Die wachsende Diskriminierung gipfelte in entwürdigenden Aktionen wie der öffentlichen Demütigung von Hermann Bacharach, einem jüdischen Viehhändler, der 1935 von einem Mob misshandelt wurde. Diese Vorfälle, die von der Bevölkerung teils stillschweigend hingenommen wurden, zeigen die schleichende Radikalisierung der Gesellschaft.

Reichspogromnacht und ihre Folgen
Die sogenannte Reichskristallnacht im November 1938 markierte einen weiteren grausamen Höhepunkt. In Nordhausen wurde die Synagoge am Pferdemarkt niedergebrannt, jüdische Geschäfte und Wohnungen zerstört. Zeitzeugen berichten, wie jüdische Familien in dieser Nacht von SA-Truppen aus ihren Häusern gezerrt und misshandelt wurden. Viele wurden in Konzentrationslager wie Buchenwald deportiert. Die Deportationen und der systematische Raub jüdischen Eigentums führten dazu, dass die jüdische Gemeinde in Nordhausen bis 1942 nahezu ausgelöscht war.

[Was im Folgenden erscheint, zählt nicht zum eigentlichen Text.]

PR #227, opened 2021-09-06
kola/test: use clc to set `enable_v2`

tormath1:
In 12b5a96ee4099cc3c2dbe4af35ebbfc55b13868a, we enabled the V2 support
for `etcd`. It means that `etcd` starts with support for both datastore
version.

Support has been enabled through a `systemd` dropin - this one will
generate a dropin under the `etcd-member.service` unit but
`container-linux-config` will generate a dropin under
`etcd-member.service` name too.

This is not an issue with `ignition/v2` but it is with `ignition/v3`
(see: https://github.com/kinvolk/ignition/blob/main/docs/configuration-v3_0.md).

So we need to add the `enable_v2` direcly into the `clc` - `enable_v2`
is present in `clc` from `config.Types.Etcd3_2` but by default it
targets `3.0.0` so we need to pin the version to the current tested one
(`3.5.0`) to use `enable_v2` and the correct image tag.

## Testing done
```
sudo ./bin/kola run --key ${HOME}/.ssh/id_rsa.pub -k -b cl -p qemu --qemu-image /home/mathieu/kinvolk/alpha/flatcar_production_qemu_image.img -j 1 cl.locksmith.cluster cl.etcd-member.v2-backup-restore cl.flannel.udp cl.flannel.vxlan
```

## Note for reviewers

CLC needs to be [upgraded](https://github.com/kinvolk/Flatcar/issues/398) to support `etcd>3.3.0` - it's not an issue at the moment for the tests except this warnings:
```
2021-09-06T08:50:24Z platform/conf: parsing Container Linux config: warning at line 4, column 32
Etcd minor version specified is too new, only options available in the previous minor version will be accepted
```

but we won't be able to use particular options from `etcd>3.3.0` in the future tests.

### DIFF
--- a/CHANGELOG.md
+++ b/CHANGELOG.md
@@ -12,6 +12,7 @@ The format is based on [Keep a Changelog](https://keepachangelog.com/en/1.0.0/),
 - Enabled SELinux for ARM64 ([#222](https://github.com/kinvolk/mantle/pull/222/))
 - Enabled `docker.selinux` test for ARM64 ([#225](https://github.com/kinvolk/mantle/pull/225))
 - Fixed `amd64` checksums for Kubernetes `v1.21.0` tests ([#226](https://github.com/kinvolk/mantle/pull/226))
+- Used `clc` to set `enable_v2` option ([#227](https://github.com/kinvolk/mantle/pull/227))
 
 ### Removed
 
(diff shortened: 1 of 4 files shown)


pothos (approved):
Good to know that a drop-in is not even needed

tormath1:
@pothos actually `clc` hardcodes the config for each `etcd` version (https://github.com/kinvolk/container-linux-config-transpiler/blob/flatcar-master/config/types/etcd.go) - I guess it could be reworked a bit in order to rely exclusively on https://github.com/etcd-io/etcd/blob/main/server/config/config.go

PR #233, opened 2021-09-15
kola/test: add `bpf` tests

tormath1:
In this PR, we kick-off the writing of `bpf` tests.

To use it: 
```
sudo ./bin/kola run -b cl -p qemu --qemu-image ./flatcar_production_qemu_image.img bpf.execsnoop
```

Related to: https://github.com/flatcar-linux/Flatcar/issues/89

### DIFF
--- a/kola/tests/bpf/bpf.go
+++ b/kola/tests/bpf/bpf.go
@@ -1,0 +1,126 @@
+// Copyright The Mantle Authors.
+// SPDX-License-Identifier: Apache-2.0
+package bpf
+
+import (
+	"bytes"
+	"encoding/json"
+	"fmt"
+	"strings"
+	"time"
+
+	"github.com/coreos/pkg/capnslog"
+	"github.com/flatcar-linux/mantle/kola/cluster"
+	"github.com/flatcar-linux/mantle/kola/register"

Der Kohnstein und die Kriegsjahre
Während des Krieges wurde der nahegelegene Kohnstein ein zentraler Ort der nationalsozialistischen Kriegswirtschaft. Im Inneren des Berges richtete die SS eine gigantische Rüstungsfabrik für die Produktion der V2-Raketen ein. Gleichzeitig entstand in der Nähe das Konzentrationslager Mittelbau-Dora, in dem Tausende Zwangsarbeiter unter unmenschlichen Bedingungen starben.

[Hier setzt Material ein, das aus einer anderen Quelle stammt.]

PR #234, opened 2021-09-17
kola/misc/raid: change CLC to raw ignition config

tormath1:
`size` has been deprecated to `sizeMiB` from `ignition-2.3` and this
parameter is not translatable. See the discussion in here: https://github.com/coreos/ign-converter/pull/29

Since CLC is converted to `ignition-2.2` we can't rely on this to pass
the config so we directly use raw ignition 2.3.0 to provision the
instance.

This test only runs on `qemu` so there is no side effect to pass from
`clc` to `ignition`.

## Testing done

Tested against:
* alpha-2983.0.0
* image with ignition/v3 from: https://github.com/flatcar-linux/coreos-overlay/pull/1249

### DIFF
--- a/kola/tests/misc/raid.go
+++ b/kola/tests/misc/raid.go
@@ -26,37 +26,68 @@ import (
 )
 
 var (
-	raidRootUserData = conf.ContainerLinuxConfig(`storage:
-  disks:
-    - device: "/dev/disk/by-id/virtio-secondary"
-      wipe_table: true
-      partitions:
-       - label: root1
-         number: 1
-         size: 256MiB
-         type_guid: be9067b9-ea49-4f15-b4f6-f36f8c9e1818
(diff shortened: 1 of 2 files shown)


kola/tests/misc/raid.go
```diff
@@ -26,37 +26,68 @@ import (
...
+  "networkd": {},
+  "storage": {
+    "disks": [
+      {
+        "device": "/dev/disk/by-id/virtio-secondary",
+        "partitions": [
+          {
+            "label": "root1",
+            "number": 1,
+            "sizeMiB": 256,
```
krnowak, line 47: I see that we were lucky using `256MiB` for `size` before, so you didn't need to convert that from sectors to bytes.

krnowak (approved):

PR #236, opened 2021-09-23
kola/ignition/oem: exclude `esx` and `azure` from platforms

tormath1:
`wiping` the OEM file system does not allow the instance to boot. Let's
exclude the platform while we proceed to further investigations.

Related-to: https://github.com/flatcar-linux/Flatcar/issues/514

### DIFF
--- a/kola/tests/ignition/oem.go
+++ b/kola/tests/ignition/oem.go
@@ -67,6 +67,10 @@ func init() {
 		Run:         wipeOEM,
 		MinVersion:  semver.Version{Major: 2983},
 		ClusterSize: 1,
+		// `wiping` the OEM file system does not allow the instance to boot on platforms
+		// different from QEMU.
+		// More details: https://github.com/flatcar-linux/Flatcar/issues/514.
+		Platforms: []string{"qemu", "qemu-unpriv"},
 		UserData: conf.ContainerLinuxConfig(`storage:
   filesystems:
      - name: oem


krnowak:
I would be good to run this test on all platforms that we support to see the fallout. I suppose you could do it by creating your own branch in manifest repo that changes the `main.xml` file, so it has `revision` and `upstream` tags for mantle pointing to `refs/heads/tormath1/exclude-esx-oem`. Then you could use this branch instead of `flatcar-master` as MANIFEST_REF.

tormath1:
@krnowak that would be a great idea - but if I recall correctly, in the CI, we use `mantle` artifacts build from `mantle` jobs: example for AWS: https://github.com/kinvolk/jenkins-os/blob/5bb18e314ac7dab8e71038389fe4dd0bf09ccda3/os/kola/aws.groovy#L85-L88 so I'm not sure we can specify a custom `mantle` branch to use in the CI context.

krnowak:
I must admit that I have yet no idea how this mantle stuff works in jenkins-os, because the master-builder points to the master branch of the mantle repo instead of flatcar-master.

Anyway, it just occurred to me that this test is already in flatcar master, so you could run a toolchains job with all the platforms listed and see for which platform the oem.wipe test failed without doing this manifest dance.

kola/tests/ignition/oem.go
```diff
@@ -67,6 +67,9 @@ func init() {
 		Run:         wipeOEM,
 		MinVersion:  semver.Version{Major: 2983},
 		ClusterSize: 1,
+		// `wiping` the OEM file system does not allow the instance to boot.
+		// More details: https://github.com/flatcar-linux/Flatcar/issues/514.
+		ExcludePlatforms: []string{"esx", "azure"},
```
pothos, line 72: Maybe limiting it to the qemu platform is the best because it doesn't require a working OEM partition. It also helps keeping the testing time down on the cloud platforms.

pothos (approved):
Thanks

PR #237, opened 2021-10-01
kola/test/locksmith: update the cert generation

tormath1:
With OpenSSLv3, there is a tiny regression in the cert generation. The
issuer entry is modified _after_ the check for self-signed certificate.

So it fails with:
```
subject=CN = localhost
Error with certificate - error 20 at depth 0
unable to get local issuer certificate
subject=CN = localhost
Error with certificate - error 21 at depth 0
unable to verify the first certificate
Error with certificate to be certified - should be self-signed
```

workaround is to use intermediate CSR and generate after the cert based
on this CSR and by providing the associated extension in order to not
lost the SANs.

## Testing done

* with OpenSSLv3 image from: https://github.com/flatcar-linux/coreos-overlay/pull/1305
* with alpha 2983.0.0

Die Bevölkerung Nordhausens wusste um die Vorgänge, schwieg jedoch aus Angst oder Opportunismus. Nur wenige hatten den Mut, Widerstand zu leisten. Der Film zeigt erschütternde Bilder und Berichte, die das Grauen dieser Zeit dokumentieren.

Der Untergang Nordhausens
Im April 1945, wenige Tage vor Kriegsende, wurde Nordhausen Ziel schwerer Luftangriffe der Alliierten. Über 8.000 Menschen starben, und die Stadt wurde fast vollständig zerstört. Die Bombardierung war eine Folge der strategischen Bedeutung der Rüstungsfabrik, aber auch ein Ausdruck der Rache für die von Nordhausen ausgehenden Kriegsverbrechen.

Ein Rückblick mit Warnung
„Die zweiten tausend Jahre“ endet mit einer eindringlichen Mahnung. Die Dokumentation zeigt, wie schnell ein blühendes Gemeinwesen in Hass, Gewalt und Zerstörung verfallen kann. Der Film ruft dazu auf, aus der Geschichte zu lernen, um zukünftiges Unheil zu verhindern.

Diese Aufarbeitung der Vergangenheit ist ein unverzichtbarer Beitrag zur Erinnerungskultur. Er zeigt, wie wichtig es ist, den Opfern zu gedenken und die Verantwortung für das Geschehene zu übernehmen.